What is needed is every line of the data that includes the word "function". Please copy each one.

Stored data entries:
____________________

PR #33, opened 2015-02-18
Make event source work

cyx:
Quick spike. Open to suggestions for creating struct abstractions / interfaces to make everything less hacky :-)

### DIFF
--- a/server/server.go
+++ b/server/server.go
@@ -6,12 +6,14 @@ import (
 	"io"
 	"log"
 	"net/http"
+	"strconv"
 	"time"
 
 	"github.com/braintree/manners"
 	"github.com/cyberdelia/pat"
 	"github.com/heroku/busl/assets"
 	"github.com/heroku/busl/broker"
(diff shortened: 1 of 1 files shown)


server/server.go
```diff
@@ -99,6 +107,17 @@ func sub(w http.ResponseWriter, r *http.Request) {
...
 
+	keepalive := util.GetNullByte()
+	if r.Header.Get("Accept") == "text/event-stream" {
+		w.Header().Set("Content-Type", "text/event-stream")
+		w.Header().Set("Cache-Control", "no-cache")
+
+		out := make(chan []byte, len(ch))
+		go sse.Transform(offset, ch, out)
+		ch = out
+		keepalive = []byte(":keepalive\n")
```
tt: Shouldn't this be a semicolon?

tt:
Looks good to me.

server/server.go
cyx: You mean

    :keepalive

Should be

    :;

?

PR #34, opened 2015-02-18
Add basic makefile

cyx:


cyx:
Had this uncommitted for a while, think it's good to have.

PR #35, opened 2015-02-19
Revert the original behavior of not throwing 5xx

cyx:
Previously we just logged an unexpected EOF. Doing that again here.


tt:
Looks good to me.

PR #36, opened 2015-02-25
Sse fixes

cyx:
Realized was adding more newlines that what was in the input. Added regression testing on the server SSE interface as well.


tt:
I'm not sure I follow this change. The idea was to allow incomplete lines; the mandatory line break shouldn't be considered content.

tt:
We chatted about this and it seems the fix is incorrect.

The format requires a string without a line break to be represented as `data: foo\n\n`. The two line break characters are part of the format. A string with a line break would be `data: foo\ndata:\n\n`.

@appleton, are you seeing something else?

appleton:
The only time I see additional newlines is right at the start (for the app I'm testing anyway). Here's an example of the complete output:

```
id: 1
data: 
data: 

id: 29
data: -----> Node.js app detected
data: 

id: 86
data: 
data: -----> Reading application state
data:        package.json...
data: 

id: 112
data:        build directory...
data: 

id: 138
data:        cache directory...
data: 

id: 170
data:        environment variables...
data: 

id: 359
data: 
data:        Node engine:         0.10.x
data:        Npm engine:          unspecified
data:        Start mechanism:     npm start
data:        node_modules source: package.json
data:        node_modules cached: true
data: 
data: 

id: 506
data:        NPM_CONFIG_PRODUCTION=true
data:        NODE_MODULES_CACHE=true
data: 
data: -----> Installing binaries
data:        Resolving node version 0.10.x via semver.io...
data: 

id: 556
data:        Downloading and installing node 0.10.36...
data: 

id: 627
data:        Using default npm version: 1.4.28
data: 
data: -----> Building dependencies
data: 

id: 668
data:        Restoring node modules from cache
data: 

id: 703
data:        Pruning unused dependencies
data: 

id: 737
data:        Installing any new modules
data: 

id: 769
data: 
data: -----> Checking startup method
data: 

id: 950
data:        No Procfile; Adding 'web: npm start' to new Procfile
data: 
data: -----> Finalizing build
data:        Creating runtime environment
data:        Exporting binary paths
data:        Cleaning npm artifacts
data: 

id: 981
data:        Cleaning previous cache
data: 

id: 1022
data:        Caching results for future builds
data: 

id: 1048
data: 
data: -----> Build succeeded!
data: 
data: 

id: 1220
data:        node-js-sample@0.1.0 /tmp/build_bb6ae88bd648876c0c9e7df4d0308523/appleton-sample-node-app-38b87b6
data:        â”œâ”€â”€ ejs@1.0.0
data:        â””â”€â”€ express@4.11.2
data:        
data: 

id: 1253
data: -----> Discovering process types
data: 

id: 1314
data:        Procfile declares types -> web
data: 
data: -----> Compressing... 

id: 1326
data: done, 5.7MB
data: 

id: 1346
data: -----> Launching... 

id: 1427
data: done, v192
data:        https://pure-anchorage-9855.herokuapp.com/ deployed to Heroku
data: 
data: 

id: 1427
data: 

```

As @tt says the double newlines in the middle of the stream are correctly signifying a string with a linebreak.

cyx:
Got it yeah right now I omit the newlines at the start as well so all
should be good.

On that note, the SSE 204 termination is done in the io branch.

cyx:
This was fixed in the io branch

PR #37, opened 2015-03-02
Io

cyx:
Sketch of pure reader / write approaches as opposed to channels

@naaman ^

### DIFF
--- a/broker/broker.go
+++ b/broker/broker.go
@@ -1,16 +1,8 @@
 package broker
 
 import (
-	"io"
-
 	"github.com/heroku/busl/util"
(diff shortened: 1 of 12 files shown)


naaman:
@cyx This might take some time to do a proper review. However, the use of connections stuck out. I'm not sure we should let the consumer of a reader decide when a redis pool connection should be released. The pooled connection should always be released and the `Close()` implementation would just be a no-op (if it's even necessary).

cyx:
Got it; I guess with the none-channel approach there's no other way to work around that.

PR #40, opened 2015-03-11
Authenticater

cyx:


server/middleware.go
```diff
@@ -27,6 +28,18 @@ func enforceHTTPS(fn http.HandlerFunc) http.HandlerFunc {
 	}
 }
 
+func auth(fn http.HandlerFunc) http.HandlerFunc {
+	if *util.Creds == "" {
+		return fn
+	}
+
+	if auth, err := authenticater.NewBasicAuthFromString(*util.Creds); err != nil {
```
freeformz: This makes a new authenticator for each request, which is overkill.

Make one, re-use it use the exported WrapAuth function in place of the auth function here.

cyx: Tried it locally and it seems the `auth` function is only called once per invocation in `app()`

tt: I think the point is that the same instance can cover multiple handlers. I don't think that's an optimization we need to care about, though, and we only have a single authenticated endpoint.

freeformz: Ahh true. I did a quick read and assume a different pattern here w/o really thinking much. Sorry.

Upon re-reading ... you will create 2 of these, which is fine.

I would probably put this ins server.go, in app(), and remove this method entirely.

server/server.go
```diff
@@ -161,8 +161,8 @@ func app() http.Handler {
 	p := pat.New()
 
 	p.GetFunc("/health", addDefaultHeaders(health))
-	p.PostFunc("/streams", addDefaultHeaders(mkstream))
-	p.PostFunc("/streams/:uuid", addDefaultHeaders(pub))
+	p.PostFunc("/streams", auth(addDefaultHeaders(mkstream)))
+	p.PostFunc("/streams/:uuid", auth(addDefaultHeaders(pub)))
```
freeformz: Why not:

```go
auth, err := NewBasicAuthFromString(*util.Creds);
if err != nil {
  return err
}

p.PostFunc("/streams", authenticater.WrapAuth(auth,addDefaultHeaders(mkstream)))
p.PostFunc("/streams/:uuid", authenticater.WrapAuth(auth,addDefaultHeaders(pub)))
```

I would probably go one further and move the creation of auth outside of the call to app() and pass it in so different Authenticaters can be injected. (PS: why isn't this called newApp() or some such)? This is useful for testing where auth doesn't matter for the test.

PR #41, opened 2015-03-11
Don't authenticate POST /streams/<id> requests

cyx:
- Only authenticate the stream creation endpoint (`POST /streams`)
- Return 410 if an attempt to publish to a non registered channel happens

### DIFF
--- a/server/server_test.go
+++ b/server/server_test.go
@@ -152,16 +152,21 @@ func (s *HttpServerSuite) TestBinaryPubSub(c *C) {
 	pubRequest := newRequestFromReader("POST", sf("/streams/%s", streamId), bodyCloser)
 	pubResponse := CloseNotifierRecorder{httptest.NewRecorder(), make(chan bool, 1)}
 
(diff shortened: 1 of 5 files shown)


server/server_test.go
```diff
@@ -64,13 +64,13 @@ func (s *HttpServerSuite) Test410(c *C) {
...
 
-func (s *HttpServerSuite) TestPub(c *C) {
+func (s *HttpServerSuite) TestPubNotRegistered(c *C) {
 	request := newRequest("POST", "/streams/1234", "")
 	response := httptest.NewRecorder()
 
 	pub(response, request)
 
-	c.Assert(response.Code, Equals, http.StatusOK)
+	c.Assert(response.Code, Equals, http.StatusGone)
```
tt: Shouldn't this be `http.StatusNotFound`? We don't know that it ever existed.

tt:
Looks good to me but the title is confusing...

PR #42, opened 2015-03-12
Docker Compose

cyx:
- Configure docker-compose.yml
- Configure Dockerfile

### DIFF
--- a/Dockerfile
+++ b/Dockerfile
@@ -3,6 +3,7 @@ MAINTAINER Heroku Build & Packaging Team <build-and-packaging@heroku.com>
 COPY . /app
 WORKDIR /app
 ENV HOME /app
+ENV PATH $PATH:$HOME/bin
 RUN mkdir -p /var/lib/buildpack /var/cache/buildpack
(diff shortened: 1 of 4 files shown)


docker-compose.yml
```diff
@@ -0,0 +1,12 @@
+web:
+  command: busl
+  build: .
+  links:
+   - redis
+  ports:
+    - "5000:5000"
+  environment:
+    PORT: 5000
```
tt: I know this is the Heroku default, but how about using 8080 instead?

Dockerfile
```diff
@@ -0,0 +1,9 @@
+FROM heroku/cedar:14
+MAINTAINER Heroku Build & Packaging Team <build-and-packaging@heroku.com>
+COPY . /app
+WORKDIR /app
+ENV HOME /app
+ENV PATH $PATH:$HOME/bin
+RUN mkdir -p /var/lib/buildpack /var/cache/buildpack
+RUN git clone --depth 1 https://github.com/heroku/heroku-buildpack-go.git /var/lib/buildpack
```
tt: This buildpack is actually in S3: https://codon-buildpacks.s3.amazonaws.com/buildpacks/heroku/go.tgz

____________________

Your response:
Make one, re-use it use the exported WrapAuth function in place of the auth function here.
cyx: Tried it locally and it seems the `auth` function is only called once per invocation in `app()`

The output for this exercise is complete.